## RECORDS SUPPLIED
[Start of Attachment]
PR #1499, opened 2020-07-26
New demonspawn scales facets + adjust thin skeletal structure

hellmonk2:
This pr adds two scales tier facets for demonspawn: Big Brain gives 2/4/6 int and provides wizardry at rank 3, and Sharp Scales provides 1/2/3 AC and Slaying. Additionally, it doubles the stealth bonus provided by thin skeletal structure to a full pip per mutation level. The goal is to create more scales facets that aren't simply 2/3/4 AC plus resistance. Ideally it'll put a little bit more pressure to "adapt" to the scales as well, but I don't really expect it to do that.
[End of Attachment]
[Start of Attachment]
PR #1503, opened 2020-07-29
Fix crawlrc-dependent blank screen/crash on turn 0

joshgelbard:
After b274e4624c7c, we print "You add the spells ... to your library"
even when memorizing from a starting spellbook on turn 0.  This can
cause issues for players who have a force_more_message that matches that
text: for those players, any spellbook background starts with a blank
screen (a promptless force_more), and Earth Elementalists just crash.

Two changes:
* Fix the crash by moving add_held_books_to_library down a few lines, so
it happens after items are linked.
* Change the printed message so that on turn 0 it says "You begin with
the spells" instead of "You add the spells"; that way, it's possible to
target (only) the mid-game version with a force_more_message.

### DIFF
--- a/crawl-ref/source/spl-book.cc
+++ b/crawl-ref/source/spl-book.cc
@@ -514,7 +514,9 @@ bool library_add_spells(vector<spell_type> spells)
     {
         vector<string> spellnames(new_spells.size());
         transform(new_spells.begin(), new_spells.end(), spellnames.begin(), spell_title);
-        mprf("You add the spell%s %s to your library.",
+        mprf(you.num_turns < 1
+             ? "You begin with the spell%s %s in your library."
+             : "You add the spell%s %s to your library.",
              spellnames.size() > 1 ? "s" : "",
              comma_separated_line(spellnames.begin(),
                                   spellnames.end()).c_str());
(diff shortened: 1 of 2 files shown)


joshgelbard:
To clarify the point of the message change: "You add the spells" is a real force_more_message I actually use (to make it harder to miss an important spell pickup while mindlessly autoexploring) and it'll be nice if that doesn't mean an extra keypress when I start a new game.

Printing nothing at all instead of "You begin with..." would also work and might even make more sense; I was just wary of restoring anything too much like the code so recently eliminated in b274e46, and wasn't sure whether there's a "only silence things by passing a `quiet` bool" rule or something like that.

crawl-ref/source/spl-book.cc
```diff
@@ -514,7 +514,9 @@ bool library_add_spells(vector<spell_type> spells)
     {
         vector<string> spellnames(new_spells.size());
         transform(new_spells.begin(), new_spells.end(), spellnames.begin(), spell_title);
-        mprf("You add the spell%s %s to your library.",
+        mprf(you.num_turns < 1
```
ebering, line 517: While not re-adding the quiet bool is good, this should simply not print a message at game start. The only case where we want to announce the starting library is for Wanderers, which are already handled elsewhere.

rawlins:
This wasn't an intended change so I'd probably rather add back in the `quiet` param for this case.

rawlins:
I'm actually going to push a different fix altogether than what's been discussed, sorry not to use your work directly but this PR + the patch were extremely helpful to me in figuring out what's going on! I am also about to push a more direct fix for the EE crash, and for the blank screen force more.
[End of Attachment]
[Start of Attachment]
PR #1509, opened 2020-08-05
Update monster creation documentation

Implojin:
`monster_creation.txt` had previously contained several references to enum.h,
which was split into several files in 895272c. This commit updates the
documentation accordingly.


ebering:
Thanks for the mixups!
[End of Attachment]
Whenever the string "source" occurs in a line of the entries above, copy that line.

--- a/crawl-ref/source/spl-book.cc
+++ b/crawl-ref/source/spl-book.cc
crawl-ref/source/spl-book.cc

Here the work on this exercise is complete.